(Collected data)
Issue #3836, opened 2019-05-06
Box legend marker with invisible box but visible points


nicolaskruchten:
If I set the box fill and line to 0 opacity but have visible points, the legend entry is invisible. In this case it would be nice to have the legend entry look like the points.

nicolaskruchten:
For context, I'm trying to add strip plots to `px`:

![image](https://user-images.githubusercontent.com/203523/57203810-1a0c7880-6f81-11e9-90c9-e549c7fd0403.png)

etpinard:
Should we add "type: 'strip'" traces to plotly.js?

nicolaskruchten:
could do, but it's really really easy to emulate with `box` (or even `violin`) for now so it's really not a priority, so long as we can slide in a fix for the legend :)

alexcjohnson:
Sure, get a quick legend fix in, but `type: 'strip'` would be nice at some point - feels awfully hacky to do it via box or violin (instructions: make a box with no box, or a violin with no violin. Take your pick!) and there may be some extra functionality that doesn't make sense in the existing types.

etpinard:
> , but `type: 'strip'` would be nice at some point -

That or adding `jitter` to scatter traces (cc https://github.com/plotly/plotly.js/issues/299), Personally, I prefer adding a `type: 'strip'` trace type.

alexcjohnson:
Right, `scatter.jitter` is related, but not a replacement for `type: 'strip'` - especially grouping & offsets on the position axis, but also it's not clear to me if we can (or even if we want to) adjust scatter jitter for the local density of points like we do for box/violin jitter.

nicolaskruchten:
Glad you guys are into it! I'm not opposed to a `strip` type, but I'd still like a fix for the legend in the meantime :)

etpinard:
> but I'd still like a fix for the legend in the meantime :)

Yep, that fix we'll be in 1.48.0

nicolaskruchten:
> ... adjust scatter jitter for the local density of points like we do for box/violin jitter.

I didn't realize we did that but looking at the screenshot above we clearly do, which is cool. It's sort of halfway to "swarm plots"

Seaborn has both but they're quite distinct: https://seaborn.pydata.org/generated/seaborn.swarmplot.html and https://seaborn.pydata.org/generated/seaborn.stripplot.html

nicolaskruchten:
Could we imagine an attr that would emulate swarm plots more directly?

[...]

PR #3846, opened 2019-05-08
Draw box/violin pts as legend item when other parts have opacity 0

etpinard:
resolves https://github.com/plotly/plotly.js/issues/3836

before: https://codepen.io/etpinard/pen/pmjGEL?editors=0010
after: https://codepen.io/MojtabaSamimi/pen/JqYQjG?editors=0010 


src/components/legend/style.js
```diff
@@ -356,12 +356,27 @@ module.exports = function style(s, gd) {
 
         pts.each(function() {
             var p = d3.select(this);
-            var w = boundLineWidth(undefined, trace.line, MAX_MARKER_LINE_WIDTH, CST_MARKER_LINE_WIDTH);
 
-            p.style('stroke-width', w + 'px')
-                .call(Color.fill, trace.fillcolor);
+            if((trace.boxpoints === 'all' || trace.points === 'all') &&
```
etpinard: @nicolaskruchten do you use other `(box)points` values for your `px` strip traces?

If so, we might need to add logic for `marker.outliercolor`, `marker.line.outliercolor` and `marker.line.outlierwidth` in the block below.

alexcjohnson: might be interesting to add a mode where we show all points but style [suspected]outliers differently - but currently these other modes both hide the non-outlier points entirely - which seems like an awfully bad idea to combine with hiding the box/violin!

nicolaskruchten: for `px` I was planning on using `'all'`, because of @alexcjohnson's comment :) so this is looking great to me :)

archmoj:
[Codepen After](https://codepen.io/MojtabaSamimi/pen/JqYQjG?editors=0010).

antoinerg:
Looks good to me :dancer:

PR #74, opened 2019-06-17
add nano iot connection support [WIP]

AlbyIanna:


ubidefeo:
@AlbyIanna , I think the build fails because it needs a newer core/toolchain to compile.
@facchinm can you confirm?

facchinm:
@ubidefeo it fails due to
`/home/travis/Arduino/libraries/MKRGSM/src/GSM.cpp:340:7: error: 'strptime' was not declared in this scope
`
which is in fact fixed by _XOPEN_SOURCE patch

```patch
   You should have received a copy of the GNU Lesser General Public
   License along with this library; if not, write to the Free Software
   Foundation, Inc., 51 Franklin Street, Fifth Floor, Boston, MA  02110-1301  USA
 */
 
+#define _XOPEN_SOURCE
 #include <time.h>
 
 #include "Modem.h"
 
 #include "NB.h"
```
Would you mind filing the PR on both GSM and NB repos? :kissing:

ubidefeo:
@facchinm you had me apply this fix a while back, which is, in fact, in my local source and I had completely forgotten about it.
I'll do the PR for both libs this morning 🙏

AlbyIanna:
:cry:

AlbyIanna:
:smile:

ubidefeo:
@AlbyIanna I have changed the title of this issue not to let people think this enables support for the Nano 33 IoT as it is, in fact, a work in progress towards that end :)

ACTIVITY: Search the data above for the word "editors", then gather each line in which it appears.

ANSWER:
before: https://codepen.io/etpinard/pen/pmjGEL?editors=0010
after: https://codepen.io/MojtabaSamimi/pen/JqYQjG?editors=0010 
[Codepen After](https://codepen.io/MojtabaSamimi/pen/JqYQjG?editors=0010).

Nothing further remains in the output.